TASK PROMPT -
Find the lines of the material below that include the string "shortened", then copy each one.

RECORDS SUPPLIED -
Content starts

PR #4258, opened 2026-05-07
Allow to disable auto-setup-ide in build commands with a command line option & config

### LINKED ISSUE #4256: Provide a way to disable creation of .bsp/scala-cli.json
**Problem with the current implementation**

Scala CLI currently creates `{project-root}/.bsp/scala-cli.json` implicitly during normal use such as run, compile, package commands.

This is problematic in mixed-tool workspaces, especially when the project root is primarily managed by another build tool such as Mill, and the IDE is expected to use that build tool’s BSP connection file, for example:

`.bsp/mill-bsp.json`

If Scala CLI is occasionally run in the same project root, it may also create:

`.bsp/scala-cli.json`

After that, the workspace has multiple BSP providers in the same root, which disturbs IDE tooling such as Metals in VS Code.

**Real-world use case**

I have a Mill project opened in VS Code with Metals.

The intended BSP server is:

`.bsp/mill-bsp.json`

However, some helper tasks occasionally invoke Scala CLI in the project root, for example:

```
scala-cli run ...
scala-cli compile ...
scala-cli package ...

```
Scala CLI then creates:

`.bsp/scala-cli.json`

This introduces an extra BSP provider in the same workspace. In practice, this leads to problems like:
- repeated “import build changes?” prompts in Metals / VS Code
- build server confusion in the IDE
- failures in “go to definition / type definition / implementation”
- unstable IDE behavior until `.bsp/scala-cli.json` is manually removed

**Proposed feature**

Please add a way to disable creation and update of:

`{project-root}/.bsp/scala-cli.json`

This should disable BSP file creation for all normal Scala CLI commands like run, compile, package etc.

**Proposed solutions**

Any of these would solve the problem:

Option 1: command-line flag

```
scala-cli run Main.scala --no-bsp-file
scala-cli compile Foo.scala --no-bsp-file
scala-cli package App.scala --no-bsp-file

```
Option 2: environment variable

`SCALA_CLI_DISABLE_BSP_FILE=1 scala-cli run Main.scala`

Option 3: config setting

Something like:

```
{
  "ide": {
    "writeBspConnectionFile": false
  }
}

```

**Expected behavior**

When this mode is enabled:
- Scala CLI should still run / compile / test / package normally
- .bsp/scala-cli.json should not be created
- existing .bsp/scala-cli.json should not be modified

This new feature is also fully backward compatible if the default behavior remains unchanged.

Gedochao:
Fixes https://github.com/VirtusLab/scala-cli/issues/4256

## Checklist

Extensively, Cursor + Claude

Added automated tests

### DIFF
--- a/modules/cli/src/main/scala/scala/cli/commands/setupide/SetupIde.scala
+++ b/modules/cli/src/main/scala/scala/cli/commands/setupide/SetupIde.scala
@@ -93,17 +93,19 @@ object SetupIde extends ScalaCommand[SetupIdeOptions] {
     previousCommandName: Option[String],
     args: Seq[String]
   ): Unit =
-    writeBspConfiguration(
-      SetupIdeOptions(shared = options),
-      inputs,
-      buildOptions,
-      previousCommandName,
-      args
-    ) match {
-      case Left(ex) =>
-        logger.debug(s"Ignoring error during setup-ide: ${ex.message}")
-      case Right(_) =>
-    }
+    if options.autoSetupIdeEnabled then
+      writeBspConfiguration(
+        SetupIdeOptions(shared = options),
+        inputs,
+        buildOptions,
+        previousCommandName,
+        args
+      ) match {
+        case Left(ex) =>
+          logger.debug(s"Ignoring error during setup-ide: ${ex.message}")
+        case Right(_) =>
+      }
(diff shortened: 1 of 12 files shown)


tgodzik (approved):

zielinsky (approved):
lgtm

PR #4259, opened 2026-05-07
Split the `update-packages` CI job down into individual targets

Gedochao:
This ensures individual targets of `update-packages` can be restarted independently in case of failures.

image

The cost is some setup duplication, but I think it's still worth it.

Extensively, Cursor + Claude

It wasn't. Can't run these jobs outside of a release.


tgodzik (approved):
Looks ok, I guess we'll know when it runs.

PR #4261, opened 2026-05-08
Support for `.test.java`

### LINKED ISSUE #4245: Include .test.java files to the test scope
To make a scala source file a part of the test scope, one can either put it into `test` directory or use `.scala.test` file name extension. However, for java sources the second technique (using `.test.java`) doesn't work, which might be surprising to users.

Files with `.test.java` extension should be considered a part of the test scope sources

Placing `.java` files in `test` directory actually works as a workaround

Gedochao:
Fixes https://github.com/VirtusLab/scala-cli/issues/4245

This adds full support of `*.test.java` inputs being recognised as test scope sources, automatically.

As public classes in Java inputs have to be in `PublicClassName.java` sources, arbitrarily, Scala CLI generates a `PublicClassName.java` source out of a `PublicClassName.test.java` under the hood to make `javac` happy. It's a bit hacky, but I think it's worth it for the consistent UX.

## Checklist

Extensively, Cursor + Claude

included unit and integration tests for all the ways a Java input can be classified as a test scope source (directive, `.test.java`, `test` dir)

### DIFF
--- a/modules/build/src/main/scala/scala/build/CrossSources.scala
+++ b/modules/build/src/main/scala/scala/build/CrossSources.scala
@@ -135,6 +135,10 @@ final case class CrossSources(
 }
 
 object CrossSources {
+  private val testScopeFileSuffixes: Set[String] = Set(".test.scala", ".test.java")
+
+  private def hasTestScopeSuffix(fileName: String): Boolean =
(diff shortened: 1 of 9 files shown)


tgodzik (approved):
LGtM

PR #4262, opened 2026-05-08
Add support for JShell in `repl`

Gedochao:
https://github.com/user-attachments/assets/6caae413-4718-445b-a26e-5b8da95144b7

Note that JShell requires Java 9 or higher.

Some ricochet fixes for Java projects:
- pure Java projects will now use the default Scala versions for declared Scala dependencies (this enables the usage of Scala Toolkit in JShell, for example)
- `--repl-init-script-file` enables to pass `--repl-init-script` via a file containing the script
  - this is a workaround for making initialization scripts on Windows
  - currently, it's a low effort implementation which pastes the contents of the script into the REPL (enforcing it has to be a JShell script for Jshell and a Scala script for Scala)
  - a possible follow-up could add extra handling for those scripts (like validation of contents for a given REPL), but I consider it out of scope for this PR

## Checklist

Extensively, Cursor + Claude

new automated tests


modules/cli/src/main/scala/scala/cli/commands/repl/Repl.scala
```diff
@@ -482,22 +556,60 @@ object Repl extends ScalaCommand[ReplOptions] with BuildCommandHelpers {
...
+        value(
+          JShellRunner.run(
+            jshellCommand,
+            logger,
+            allowExecve = allowExit,
+            dryRun = dryRun
+          )
+        )
+
+      case ReplBackend.Ammonite =>
```
tgodzik, line 584: Could we remove it now 😅

modules/cli/src/main/scala/scala/cli/commands/repl/SharedReplOptions.scala
```diff
@@ -41,6 +48,13 @@ final case class SharedReplOptions(
   @Hidden
     ammoniteArg: List[String] = Nil,
 
+  @Group(HelpGroup.Repl.toString)
+  @Tag(tags.implementation)
+  @Tag(tags.inShortHelp)
+  @ValueDescription("path")
+  @HelpMessage("Read the REPL init script (--repl-init-script) from a file. Mutually exclusive with --repl-init-script.")
+    replInitScriptFile: Option[String] = None,
```
tgodzik, line 56: Why do we need this now?

tgodzik (approved):
LGTM just two questions from me

modules/cli/src/main/scala/scala/cli/commands/repl/Repl.scala
Gedochao: Yes. If I was wiser, I'd have done it before I started work on this PR. I will do that as a follow-up.

modules/cli/src/main/scala/scala/cli/commands/repl/SharedReplOptions.scala
Gedochao: Necessary to run tests for JShell on Windows. And I wanted to know if it does, indeed, work on Windows.
More on this in the PR description - the option I add here is a bare-bones bridge.

SethTisue:
very cool :+1:

PR #4272, opened 2026-05-14
Improve dependency update actionable diagnostic handling for slow/unresponsive custom repositories

### LINKED ISSUE #3793: `scala-cli compile` attempts to fetch `toolkit_3` from private GitHub Packages repositories, causing compilation to hang
**Describe the bug**
Users of `scala-cli` version `1.8.4` and `cs` version `2.1.25-M16` are experiencing a recurring issue when compiling `.sc` scripts that use private GitHub Packages repositories. Compilation hangs while trying to fetch `org/scala-lang/toolkit_3` from these private repositories – even though `toolkit_3` should be available in public Maven Central repository.

It appears that `scala-cli` is trying to resolve `toolkit_3` dependencies using the private repositories specified via `//> using repository` directives, instead of first checking public repositories.

---

**To Reproduce**
Example script: `example.sc` (excerpt):

```scala
#!/usr/bin/env -S scala-cli shebang --quiet

// note that we don't really know where in the dep tree toolkit is included transitively
// my best guess is script-utils library 

//> using scala 3.5.2
//> using jvm 21
//> using toolkit 0.5.0
//> using repository https://maven.pkg.github.com/the-company/repo-1
//> using repository https://maven.pkg.github.com/the-company/repo-2
//> using dep org.scala-lang.modules::scala-parallel-collections:1.0.4
//> using dep io.github.the-company::models:1.4.127
//> using dep "io.github.the-company::aws-client:1.4.77,exclude=software.amazon.awssdk%apache-client,exclude=software.amazon.awssdk%netty-nio-client"
//> using dep org.user::script-utils:0.9.5
```

Run with:

```bash
scala-cli compile ./scripts/aws/dynamodb/example.sc
```

Output hangs at:

```
https://maven.pkg.github.com/the-company/repo-1/org/scala-lang/toolkit_3/
    0.0% [          ] 0B (0B / s)
https://maven.pkg.github.com/the-company/repo-2/org/scala-lang/toolkit_3/
    0.0% [          ] 0B (0B / s)
```

---

**Expected Behavior**
`scala-cli` should attempt to fetch `toolkit_3` from public repositories (e.g., Maven Central, Sonatype) *before* trying to fetch it from private repositories, which are unlikely to contain this artifact.

---

**Environment**

* `scala-cli` version: 1.8.4
* `cs` version: 2.1.25-M16
* The script used to work previously; the issue is now recurring
* No custom mirrors or resolve order configuration in use

---

**Additional Context**
Adding the following directives does **not** resolve the issue:

```scala
//> using repository central
//> using repository https://repo1.maven.org/maven2
```

The hanging compilation also impacts Metals, which fails to load the script.

Issue passed to me by the affected user in a direct conversation.

Gedochao:
Fixes #3793 

- checking for the latest version of deps (for the actionable diagnostic mentioning a possible bump) now omits `scala-lang.org` `groupId` for user custom repositories
- checking for the latest version of deps now has a per-repo timeout in case the connection is slow (in which case this feature is generally too expensive to do)

### DIFF
--- a/modules/build/src/test/scala/scala/build/tests/ActionableDiagnosticTests.scala
+++ b/modules/build/src/test/scala/scala/build/tests/ActionableDiagnosticTests.scala
@@ -1,7 +1,15 @@
 package scala.build.tests
 
 import com.eed3si9n.expecty.Expecty.expect
+import com.sun.net.httpserver.HttpServer
+import coursier.cache.FileCache
+import coursier.util.Task
 import coursier.version.Version
+
+import java.net.InetSocketAddress
+import java.util.UUID
+import java.util.concurrent.atomic.AtomicBoolean
+import java.util.concurrent.{ConcurrentLinkedQueue, Executors}
 
 import scala.build.Ops.*
 import scala.build.Position.File
@@ -9,6 +17,7 @@ import scala.build.actionable.ActionableDiagnostic.*
 import scala.build.actionable.ActionablePreprocessor
 import scala.build.options.{BuildOptions, InternalOptions, SuppressWarningOptions}
 import scala.build.{BuildThreads, Directories, LocalRepo}
+import scala.jdk.CollectionConverters.*
 
 class ActionableDiagnosticTests extends TestUtil.ScalaCliBuildSuite {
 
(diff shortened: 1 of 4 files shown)


tgodzik (approved):

tgodzik:
Is it possible that this caused the actionable diagnostics stop showing up in the IDE? The update is failing on this in https://github.com/scalameta/metals/pull/8618 @Gedochao

tgodzik:
Looks like it stop showing when Scala CLI is started from jar launcher 🤔

PR #4276, opened 2026-05-15
Address updateCentosPackages `GPG_TTY` warnings

Gedochao:
This should solve the `GPG_TTY` warnings from the `update-centos` CI job.

```
warning: Could not set GPG_TTY to stdin: Inappropriate ioctl for device
```

### DIFF
--- a/build.mill
+++ b/build.mill
@@ -2006,6 +2006,7 @@ object ci extends Module {
     val cmd = Seq[os.Shellable](
       "docker",
       "run",
+      "-t",
       "-v",
       s"$packagesDir:/packages",
       "-w",


build.mill
```diff
@@ -2006,6 +2006,7 @@ object ci extends Module {
     val cmd = Seq[os.Shellable](
       "docker",
       "run",
+      "-t",
```
Gedochao, line 2009: `-t` allocates a pseudo-TTY so `rpmsign` can resolve `ttyname(stdin)` and set `GPG_TTY` (untested, really - the only way to test is to run the next release)

Gedochao:
After offline discussion, decided this is not worth the hassle.

PR #4281, opened 2026-05-19
Improve error for when JVM-only dependencies are not found on other platforms

### LINKED ISSUE #4017: scala-cli test --native fails with "No framework found by Scala.js test bridge"
**Version(s)**
1.10.1

**Describe the bug**
Hello - and many thanks for your work! 

Running scala-cli test --native with any test lib compiles and links successfully ... but fails with some misleading error about Scala.js test bridge, even though no JS platform is involved.

**To Reproduce**
```scala
//> using scala 3.5
//> using platform jvm native
//> using dep "org.scalameta::munit::1.2.1"

class SimpleTest extends munit.FunSuite {
    test("foo") {
        assertEquals(1 + 1, 2)
    }
}
```
```bash
scala-cli test . --platform native
```
**Expected behaviour**
Tests run on Native

**Actual**
```scala
 [error]  No framework found by Scala.js test bridge
```

**Environment**
```
  - Scala Native: 0.5.9
  - OS: Linux
```

Gedochao:
Fixes #4017 

New error looks like this:
```
[error]  No framework found by Scala.js test bridge.
The following JVM-only Scala dependencies are on the Scala.js classpath and likely caused the failure:
  - utest_3-0.8.3.jar
Use the platform-aware dependency syntax (extra ':' before the version, e.g. 'org::name::version' / '//> using dep org::name::version') so the Scala.js artifact is fetched instead of the JVM one.
```
The aim is to easier catch the culprit dependency with the improved error message.

## Checklist

Extensively, Cursor + Claude

Added new tests

### DIFF
--- a/modules/build/src/main/scala/scala/build/internal/Runner.scala
+++ b/modules/build/src/main/scala/scala/build/internal/Runner.scala
@@ -413,6 +413,25 @@ object Runner {
     if frameworks.nonEmpty then Right(frameworks) else Left(new NoTestFrameworkFoundError)
   }
 
+  private def jvmOnlyScalaJarsOnPlatformClassPath(
+    classPath: Seq[Path],
+    scalaBinaryVersion: String,
+    platformSuffix: String,
+    userDeclaredDepNames: Set[String]
+  ): Seq[String] =
+    if userDeclaredDepNames.isEmpty then Nil
+    else {
+      val jvmSuffix      = s"_$scalaBinaryVersion"
+      val platformMarker = s"_${platformSuffix}_"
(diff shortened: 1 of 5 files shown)


lbialy:
A good question is how many other situations like this should also have this warning. We've seen similar issues with SN linker when one of application deps is added in single colon syntax too.

Gedochao:
> A good question is how many other situations like this should also have this warning. We've seen similar issues with SN linker when one of application deps is added in single colon syntax too.

out of scope here, but I agree it's worth looking into.
I bet a lot of people get lost with this colon syntax and the error messages don't always help.

tgodzik (approved):

PR #4289, opened 2026-05-26
Add a diagnostic for when a script's wrapper name shadows dependency packages

### LINKED ISSUE #4285: Script filename (doodle.sc) shadows dependency package (doodle) — possible scala-cli naming collision
Environment

    scala-cli: 1.14.0
    Scala: 3.8.3
    JVM: Temurin 21
    OS: Windows 10
    Dependency: org.creativescala:doodle-core_3:0.34.0

Description
A script file named doodle.sc causes imports from the doodle dependency to be shadowed. Importing doodle.core._ fails with "value core is not a member of doodle". Renaming the script (e.g., doodle1.sc) fixes the issue. This only occurs for scripts.

Minimal reproduction (copy-paste)

    File: doodle.sc

//> using dep "org.creativescala::doodle-core:0.34.0"
import doodle.core._
println("repro")

    Command: scala-cli run -S 3 doodle.sc --jvm temurin:21

Observed

    Compilation fails with: "value core is not a member of doodle$_"

Expected

    The import should resolve to the package inside the downloaded JAR and script should compile and run (print "repro"). Script filename must not create a generated symbol that shadows dependency packages.

Notes / diagnosis

    Renaming the file to doodle1.sc immediately resolves the problem.
    Likely cause: scala-cli generates a wrapper package/object from the script filename that collides with dependency package names, and that generated symbol takes precedence in name resolution.

Requested additional info for triage

    Full compiler error output (including any stack trace)
    Output of: scala-cli -v run -S 3 doodle.sc --jvm temurin:21
    Any generated wrapper file contents or temp build artifacts (if accessible)

Suggested investigation

    Verify how script filenames are converted to generated package/object names.
    Confirm name-resolution precedence between generated wrapper code and classpath packages.
    Add a regression test for script filename ↔ package name collisions.

Gedochao:
Fixes https://github.com/VirtusLab/scala-cli/issues/4285

As per https://github.com/VirtusLab/scala-cli/issues/4285#issuecomment-4541583650, added detection for clashes between a script name and dependency packages.
In case of a clash, the build isn't outright failed, and instead a warning is printed.

For example, for a given `cats.sc` script:
```scala
//> using dep org.typelevel::cats-core:2.12.0
```
we'll now get:
```
[warn] Script 'cats.sc' generates a top-level symbol 'cats' that shadows the 'cats' package from dependencies: 'cats-core_3-2.12.0.jar', 'cats-kernel_3-2.12.0.jar'.
[warn] Imports of 'cats.*' from the dependency will not resolve.
[warn] Consider renaming the script (e.g. to 'cats1.sc') or moving it into a subdirectory.
```

## Checklist

Extensively, Cursor + Claude

Integration tests included

### DIFF
--- a/modules/build/src/main/scala/scala/build/internal/ScriptUtils.scala
+++ b/modules/build/src/main/scala/scala/build/internal/ScriptUtils.scala
@@ -1,0 +1,41 @@
+package scala.build.internal
+
+import scala.build.{Logger, Sources}
+
+object ScriptUtils {
+  private val ignoredPackageRoots = Set("scala", "java", "javax", "META-INF")
+
+  final case class ScriptDescriptor(
+    name: String,
+    subPath: os.SubPath,
+    filePath: os.Path,
+    shadowedDependencyJars: Seq[String] = Nil
+  )
+
+  def findShadowedDependencyPackages(
+    sources: Sources,
+    classPath: Seq[os.Path],
+    logger: Logger
+  ): Seq[ScriptDescriptor] = {
+    val scripts = sources.scriptTopLevelNames.filterNot(s => ignoredPackageRoots(s.name))
+    if scripts.isEmpty then Nil
+    else
+      val packageRoots =
+        classPath
+          .filter(_.last.endsWith(".jar"))
+          .flatMap(path =>
+            JarUtils.walkClassEntries(path, logger) { (name, _) =>
+              val slashIdx = name.indexOf('/')
+              if slashIdx > 0 then Iterator.single(name.take(slashIdx))
+              else Iterator.empty
+            }.toSet.map(_ -> path)
+          )
+          .groupMap((root, _) => root)((_, path) => path)
+          .view.mapValues(_.toSet).toMap
+      scripts.flatMap { script =>
+        packageRoots.get(script.name).map { jars =>
+          script.copy(shadowedDependencyJars = jars.toSeq.map(_.last).sorted)
+        }
+      }
+  }
+}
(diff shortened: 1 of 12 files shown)


modules/build/src/main/scala/scala/build/internal/ScriptUtils.scala
```diff
@@ -0,0 +1,41 @@
...
+    sources: Sources,
+    classPath: Seq[os.Path],
+    logger: Logger
+  ): Seq[ScriptDescriptor] = {
+    val scripts = sources.scriptTopLevelNames.filterNot(s => ignoredPackageRoots(s.name))
+    if scripts.isEmpty then Nil
+    else
+      val packageRoots =
+        classPath
+          .filter(_.last.endsWith(".jar"))
```
tgodzik: Wouldn't the same happen if we had locally package with the same name, is it limited to jars?

modules/build/src/main/scala/scala/build/internal/ScriptUtils.scala
```diff
@@ -0,0 +1,41 @@
...
+  private val ignoredPackageRoots = Set("scala", "java", "javax", "META-INF")
+
+  final case class ScriptDescriptor(
+    name: String,
+    subPath: os.SubPath,
+    filePath: os.Path,
+    shadowedDependencyJars: Seq[String] = Nil
+  )
+
+  def findShadowedDependencyPackages(
```
tgodzik: Are we walking the classpath every time? Does it make running scripts much slower?

Or maybe we could only run it if any errors are present?

PR #4301, opened 2026-06-04
Ensure scala-cli.sh logs to stderr

alexarchambault:
This makes the `scala-cli.sh` script send the messages it prints to stderr rather than stdout. These messages could be a problem if users pipe the output of a scala-cli command to a file or to another command.

This also fixes an undefined command (`echoerr`, which is undefined) in the script in some cases, and makes it respect `COURSIER_CACHE` in the env if it's set.

## Checklist
- [X] tested the solution locally and it works 
- [X] ran the code formatter (`scala-cli fmt .`)
- [X] ran `scalafix` (`./mill -i __.fix`)
- [X] ran reference docs auto-generation (`./mill -i 'generate-reference-doc[]'.run`)

LLM tools were used to write a first version of the added integration tests. These have been tweaked manually after that.

Manually + added integration tests

### DIFF
--- a/modules/integration/src/test/scala/scala/cli/integration/ShellLauncherTests.scala
+++ b/modules/integration/src/test/scala/scala/cli/integration/ShellLauncherTests.scala
@@ -1,0 +1,63 @@
+package scala.cli.integration
+
+import com.eed3si9n.expecty.Expecty.expect
+
+import scala.concurrent.duration.{Duration, DurationInt}
+import scala.util.Properties
+
+class ShellLauncherTests extends ScalaCliSuite {
+
+  // downloading the launcher + a JVM + the compiler on a cold cache can take a while
+  override def munitTimeout: Duration =
+    10.minutes
+
+  private lazy val launcherScript: os.Path = {
+    val path = Option(System.getenv("SCALA_CLI_SHELL_LAUNCHER")).getOrElse {
+      sys.error("SCALA_CLI_SHELL_LAUNCHER not set")
+    }
+    os.Path(path)
+  }
+
+  private def hasCachedLaunchers(cache: os.Path): Boolean =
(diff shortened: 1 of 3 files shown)


alexarchambault:
(Still a draft only to check what the CI says, no further pushes planned if it's green)

alexarchambault:
(Seems the CI error aren't related to those changes, right?)

Gedochao:
> (Seems the CI error aren't related to those changes, right?)

likely a flake, I restarted it just now

modules/integration/src/test/scala/scala/cli/integration/ShellLauncherTests.scala
```diff
@@ -0,0 +1,63 @@
...
+      appRelPath -> s"""println("$appMessage")"""
+    ).fromRoot { root =>
+      val cache = root / "cs-cache"
+      os.makeDir.all(cache)
+
+      // sanity check: the launcher really isn't in the cache to begin with
+      expect(!hasCachedLaunchers(cache))
+
+      def runLauncher(): os.CommandResult =
+        os.proc(launcherScript, "run", "--server=false", appRelPath).call(
```
Gedochao, line 46: why `--server=false` here?

alexarchambault: I think that makes the test download less things (Bloop, maybe a JVM specifically for it too), that we're not interested in testing here

Gedochao: fair enough.

Gedochao:
(rebased in an attempt to reign in the CI)

Gedochao (approved):
LGTM

PR #125, opened 2021-01-20
Update json_normalize method to remove warning

dkeden:
Are we able to update the method `json_normalize` on Pandas to avoid the warning @bjdoyle? I don't think we have a specified version of Pandas in requirements.


bjdoyle (changes requested):
This only moved in version 1.0.0, I wouldn't change it yet.
When we do we would need to add >=1.0.0 to the pandas requirement.

norrishd:
Resolved by #141

PR #126, opened 2021-02-15
Cope with missing data and s3 performance errors when getting data.

bjdoyle:
2 related changes:
1. change seerpy.get_data_chunk_urls() to cope with missing data chunks (resulting from processing errors)
2. change utils.download_channel_data() to cope with missing data chunks (these are the result of upload errors) and also with s3 performance errors (it throws http 500 and 503 errors when it gets overloaded). In the case of 500 and 503 we will retry up to twice.
Also fixed a couple of errors in docstrings.

### DIFF
--- a/seerpy/utils.py
+++ b/seerpy/utils.py
@@ -65,12 +65,12 @@ def download_channel_data(data_q, download_function):
 
         if meta_data['channelGroups.timestamped']:
             # timestamped data is not stored in records as EDF data is
-            # it is just a sequence of (ts, ch1, ch2, ..., chN), (ts, ch1, ch2, ..., chN), ...
+            # it is just a sequence of (ts1, ch1, ch2, ..., chN), (ts2, ch1, ch2, ..., chN), ...
             # the timestamp is milliseconds relative to chunk start
             column_names = ['time'] + channel_names
             data = data.reshape(-1, len(column_names))
         else:
-            # EDF data is in the format [record 1: (ch1 sample1, ch1 sample2, ..., ch2 sampleN),
+            # EDF data is in the format [record 1: (ch1 sample1, ch1 sample2, ..., ch1 sampleN),
             # (ch2 sample1, ch2 sample2, ..., ch2 sampleN), ...][record2: ...], ..., [recordN: ...]
             data = data.reshape(-1, len(channel_names),
                                 int(meta_data['channelGroups.samplesPerRecord']))
@@ -293,7 +293,7 @@ def get_channel_data(study_metadata, segment_urls, download_function=requests.ge
                                 na_position='last')
         data = data.reset_index(drop=True)
     else:
-        data = None
+        data = pd.DataFrame()
 
     return data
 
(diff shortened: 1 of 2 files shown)


seerpy/utils.py
```diff
@@ -140,18 +134,82 @@ def download_channel_data(data_q, download_function):
...
+            print('The chunk requested does not exist')
+            return None
+
+        if status_code in (500, 503):
+            # s3 sometimes returns 500 or 503 if it's overwhelmed, we can retry
+            message = 'Unable to read chunk - most likely a performance error'
+            if i < (max_attempts - 1):
+                print(message, '- retrying')
+                continue
+            print(message, '- max attempts exceeded')
```
norrishd, line 199: Probably good to sleep for a bit with backoff in the case of an exception? (especially for 503, which is returned for [SlowDown and ServiceUnavailable](https://docs.aws.amazon.com/AmazonS3/latest/API/ErrorResponses.html) error codes)

seerpy/utils.py
```diff
@@ -140,18 +134,82 @@ def download_channel_data(data_q, download_function):
...
+
+        # throw an error for other status codes
+        raise requests.exceptions.HTTPError(f'HTTPError {status_code}')
```
norrishd, line 202: Since AWS returns the same few status codes for multiple problems, might be helpful for debugging to also print the `response.reason`.

This might be overkill here, but for debugging Asset Panda requests I also found there was useful information in the body (though sometimes the body is empty), so I added

```python
try:
    body = response.json()
except json.JSONDecodeError:
    body = {}
# Add the body to the error message logged
```

norrishd (dismissed):
Nice PR 👍 Added a couple of small suggestions which you can take or leave.

Other random thought: have we ever tried multi-threaded downloading from S3/CloudFront? S3 supports >= 5,500 GET/HEAD requests per second per prefix in an S3 bucket, and it's super easy to implement with `concurrent.futures`. Though I don't know what the prefix structure is in S3, so I guess this could be risky if there are someday lots of users downloading from the same prefix

seerpy/utils.py
bjdoyle: That would be more robust, but at the moment I've only seen individual 500 errors (which I think are an accidental form of 503) and they've always recovered after a single retry with no sleep, so I'll keep it simple for the moment but monitor how it goes.

seerpy/utils.py
bjdoyle: Good idea I might add that.

bjdoyle: Actually the AWS responses are XML so I'm just logging the content as is.

norrishd: TIL!

norrishd (approved):
Cha-ching! 💰

seerpy/utils.py
```diff
@@ -6,6 +6,7 @@
 """
 import functools
 import gzip
+import json
```
norrishd, line 9: Oh one thing, this isn't used anymore

bjdoyle: Motherf@#$%er!

bjdoyle: OK, take 3!

bjdoyle: Previous comment aimed at the state of the universe, not you, in case there was any doubt.

norrishd (approved):
Nice, sorry I didn't notice this til after approving last time

PR #128, opened 2021-03-04
Update setup instructions to make them clearer

cfranklin11:
I found the setup/installation instructions a bit difficult to follow, so I put them toward the top and updated them to reflect the current state of the package's dependencies. I also grouped the data info together.


EwanNurse (approved):
The restructure of this readme makes sense and makes the document more readable.

PR #129, opened 2021-03-05
Drop samples that exceed number of samples per record

cfranklin11:
Some EDF files have a number of samples that don't divide evenly
into the expected number of samples per record, which raises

Content ends

RESPONSE TO THE TASK -
(diff shortened: 1 of 12 files shown)
(diff shortened: 1 of 9 files shown)
(diff shortened: 1 of 4 files shown)
(diff shortened: 1 of 5 files shown)
(diff shortened: 1 of 12 files shown)
(diff shortened: 1 of 3 files shown)
(diff shortened: 1 of 2 files shown)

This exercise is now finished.